__PROMPT__. Starting with the line that contains "## Dynamic width" and stopping after the line that contains "- Tooltip only", copy the entries below exactly. Include nothing else.

BEGIN

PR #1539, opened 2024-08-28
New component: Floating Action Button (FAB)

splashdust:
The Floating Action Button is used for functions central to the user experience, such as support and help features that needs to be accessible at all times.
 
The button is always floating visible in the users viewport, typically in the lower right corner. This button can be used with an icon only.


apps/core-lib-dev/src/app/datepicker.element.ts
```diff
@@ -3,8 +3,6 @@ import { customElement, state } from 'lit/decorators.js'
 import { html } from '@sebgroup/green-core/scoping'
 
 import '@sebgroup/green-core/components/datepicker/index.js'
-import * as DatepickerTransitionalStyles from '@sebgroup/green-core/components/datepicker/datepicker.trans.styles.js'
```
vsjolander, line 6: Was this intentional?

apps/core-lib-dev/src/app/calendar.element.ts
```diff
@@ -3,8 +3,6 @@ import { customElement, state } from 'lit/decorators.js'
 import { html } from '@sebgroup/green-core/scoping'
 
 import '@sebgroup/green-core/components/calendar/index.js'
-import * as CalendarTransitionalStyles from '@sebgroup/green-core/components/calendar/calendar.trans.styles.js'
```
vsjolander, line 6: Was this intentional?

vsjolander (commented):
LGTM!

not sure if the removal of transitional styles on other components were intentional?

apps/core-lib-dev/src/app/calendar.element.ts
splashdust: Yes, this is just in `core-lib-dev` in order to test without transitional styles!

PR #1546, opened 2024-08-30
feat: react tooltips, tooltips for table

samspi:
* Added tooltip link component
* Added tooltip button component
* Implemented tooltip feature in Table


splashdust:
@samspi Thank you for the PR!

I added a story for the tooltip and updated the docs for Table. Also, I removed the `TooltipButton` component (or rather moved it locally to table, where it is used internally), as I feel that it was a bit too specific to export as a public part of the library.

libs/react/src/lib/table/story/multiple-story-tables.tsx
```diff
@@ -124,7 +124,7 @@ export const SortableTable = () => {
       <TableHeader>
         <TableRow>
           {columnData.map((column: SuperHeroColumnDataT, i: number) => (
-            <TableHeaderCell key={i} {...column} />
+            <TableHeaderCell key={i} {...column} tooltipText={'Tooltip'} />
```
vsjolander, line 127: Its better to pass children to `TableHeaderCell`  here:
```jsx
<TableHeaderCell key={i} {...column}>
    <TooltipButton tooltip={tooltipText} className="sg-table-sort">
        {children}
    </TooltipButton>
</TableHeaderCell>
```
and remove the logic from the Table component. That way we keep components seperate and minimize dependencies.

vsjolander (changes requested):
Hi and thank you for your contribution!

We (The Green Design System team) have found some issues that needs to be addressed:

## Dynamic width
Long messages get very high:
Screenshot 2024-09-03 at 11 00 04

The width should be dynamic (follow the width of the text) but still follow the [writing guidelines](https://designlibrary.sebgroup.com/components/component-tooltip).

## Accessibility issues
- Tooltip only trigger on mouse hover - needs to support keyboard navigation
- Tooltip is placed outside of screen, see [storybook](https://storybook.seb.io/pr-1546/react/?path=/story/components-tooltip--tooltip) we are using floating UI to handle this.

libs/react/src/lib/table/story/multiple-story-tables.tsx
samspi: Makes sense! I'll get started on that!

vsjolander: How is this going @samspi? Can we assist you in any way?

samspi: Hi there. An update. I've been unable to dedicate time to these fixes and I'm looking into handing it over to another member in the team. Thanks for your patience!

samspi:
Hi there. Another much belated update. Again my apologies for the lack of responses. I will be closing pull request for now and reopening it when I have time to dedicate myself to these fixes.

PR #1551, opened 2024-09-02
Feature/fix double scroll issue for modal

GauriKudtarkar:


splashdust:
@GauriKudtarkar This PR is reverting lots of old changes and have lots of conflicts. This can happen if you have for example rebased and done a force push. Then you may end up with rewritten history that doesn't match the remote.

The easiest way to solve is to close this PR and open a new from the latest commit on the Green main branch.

END

__WRITTEN ANSWER__.
## Dynamic width
Long messages get very high:
Screenshot 2024-09-03 at 11 00 04

The width should be dynamic (follow the width of the text) but still follow the [writing guidelines](https://designlibrary.sebgroup.com/components/component-tooltip).

## Accessibility issues
- Tooltip only trigger on mouse hover - needs to support keyboard navigation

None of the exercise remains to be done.